Don’t rush when to start grazing. Growth could be a little slow in the spring and pastures may have sustained damage from the winter conditions. If fields were not grazed in late fall or over the winter and are in good shape, you may be able to do a fast rotation through them when growth allows it and the livestock do not cause damage. However, if fields are not in good shape, allowing animals to graze it could stress the plant. Waiting is a better option for long term grazing. Grass starts growing form the roots and needs enough leaf surface to start putting energy back into the roots, and if it is grazed off before this can happen, it will weaken or kill the plant. This could also cause summer annual weeds to germinate and grow in the next few months.

If you do plan on doing early grazing when growth starts with the hope that by the time that is done the spring growth will have started, don’t keep livestock in paddocks too long.

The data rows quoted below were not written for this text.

PR #340, opened 2020-03-31
(2/2) Check networks in components of XpringClient

keefertaylor:

Throw an error if XpringClient is initialized with objects that are bound to different networks.

### Context of Change

`XpringClient` composes functionality across components. It would not make sense to have components be operating on different networks as they try to interoperate. Provide a sanity check at construction time for this case.

Note that while the `network` property exists in `PayIDClient` and `XRPClient` they are not exposed in the interface and need to be created on `FakePayIDClient` and `FakeXRPClient`.

Introduce a `XpringError` to handle these cases. Throw a XpringError if this precondition is not met.

### Type of Change

- [ ] Documentation Updates
- [ ] Release

## Before / After

Safer code, fewer sharp edges.

## Test Plan

Additional unit test introduced to prove correctness.

### DIFF
--- a/src/XRP/xrp-client-interface.ts
+++ b/src/XRP/xrp-client-interface.ts
@@ -1,11 +1,15 @@
 import { Wallet } from 'xpring-common-js'
 import { BigInteger } from 'big-integer'
 import TransactionStatus from './transaction-status'
+import XRPLNetwork from '../Common/xrpl-network'
 
 /**
  * An interface describing XRPClient.
  */
 export default interface XRPClientInterface {
+  /** The XRPL Network of the node that this client is communicating with. */
+  network: XRPLNetwork
+
   /**
    * Retrieve the balance for the given address.
    *
--- a/src/Xpring/xpring-error.ts
+++ b/src/Xpring/xpring-error.ts
@@ -9,8 +9,11 @@ export enum XpringErrorType {
  * Represents errors thrown by PayID components of the Xpring SDK.
  */
 export default class XpringError extends Error {
-  /**
-   * Default errors.
+  /** 
+   * Input entities given to a Xpring component were attached to different networks. 
+   *
+   * For instance, this error may be thrown if a XpringClient was constructed with 
+   * a PayIDClient attached to Testnet and a XRPClient attached to Mainnet.
    */
   public static mismatchedNetworks = new XpringError(
     XpringErrorType.MismatchedNetworks,
--- a/src/Xpring/xpring-error.ts
+++ b/src/Xpring/xpring-error.ts
@@ -1,0 +1,30 @@
+/**
+ * Types of errors that originate from Xpring.
+ */
+export enum XpringErrorType {
+  MismatchedNetworks,
+}
+
+/**
+ * Represents errors thrown by PayID components of the Xpring SDK.
+ */
+export default class XpringError extends Error {
+  /**
+   * Default errors.
+   */
+  public static mismatchedNetworks = new XpringError(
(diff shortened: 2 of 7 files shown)


keefertaylor:
\- Austin (on vacation)
\+ a new devx reviewer

src/Xpring/xpring-error.ts
```diff
@@ -0,0 +1,30 @@
...
+export enum XpringErrorType {
+  MismatchedNetworks,
+}
+
+/**
+ * Represents errors thrown by PayID components of the Xpring SDK.
+ */
+export default class XpringError extends Error {
+  /**
+   * Default errors.
```
tedkalaw, line 13: doc `mismatchedNetworks`?

src/XRP/xrp-client-interface.ts
```diff
@@ -1,11 +1,15 @@
 import { Wallet } from 'xpring-common-js'
 import { BigInteger } from 'big-integer'
 import TransactionStatus from './transaction-status'
+import XRPLNetwork from '../Common/xrpl-network'
 
 /**
  * An interface describing XRPClient.
  */
 export default interface XRPClientInterface {
+  /** The XRPL Network of the node that this client is communicating with. */
```
amiecorso, line 10: should this be `@param` like it is in `PayIDClient`? (or however they should be consistent)

src/Xpring/xpring-error.ts
```diff
@@ -0,0 +1,33 @@
...
+
+/**
+ * Represents errors thrown by PayID components of the Xpring SDK.
+ */
+export default class XpringError extends Error {
+  /** 
+   * Input entities given to a Xpring component were attached to different networks. 
+   *
+   * For instance, this error may be thrown if a XpringClient was constructed with 
+   * a PayIDClient attached to Testnet and a XRPClient attached to Mainnet.
```
amiecorso, line 16: I think "`XRP`" should always be preceded by "an" instead of "a" so we don't sound dumb in the mind's ear of other devs.

test/Xpring/xpring-client-test.ts
```diff
@@ -132,4 +135,30 @@ describe('Xpring Client', function(): void {
...
+      XRPLNetwork.Test,
+    )
+    const payIDClient = new FakePayIDClient(payIDError, XRPLNetwork.Main)
+
+    // WHEN a XpringClient is constructed THEN a mismatched network XpringError is thrown.
+    try {
+      // eslint-disable-next-line @typescript-eslint/no-unused-vars
+      const xpringClient = new XpringClient(payIDClient, xrpClient)
+      assert.fail(
+        `Should not have been able to construct a but instead created: ${xpringClient}`,
```
amiecorso, line 158: construct a but

src/Xpring/xpring-error.ts
amiecorso: Though if we pronounce this "zerp" I guess we're already good

keefertaylor: Done.

src/XRP/xrp-client-interface.ts
keefertaylor: In payID client it is an actual parameter to the constructor. We use some syntactic sugar to synthesize a property. 

So when I write:
```
constructor(public readonly network: XRPLNetwork) {}
```

This expands to:
```
public readonly network: XRPLNetwork

constructor(network: XPRLNetwork) {
  this.network = network
}
```

The iVar declaration is what this interface is covering. So no need to @param this since it is just a variable that needs to exist.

A fast rotation will reduce the chances that animals will graze too close. If you have damage to paddocks, there are a several options: do nothing or smooth up and re-seed. If damage is not too bad, you can simply do nothing. Production may be limited for the year and you may need to monitor weed issues. Fortunately, if you have sheep and goats, damage is likely to be less than with cattle. There are a lot of variables in each producer’s operation. Everyone’s situation is a little different, but resist the temptation if hay is running short to put your animals out on fields that are just starting to grow that have been under any stress from close grazing or winter damage.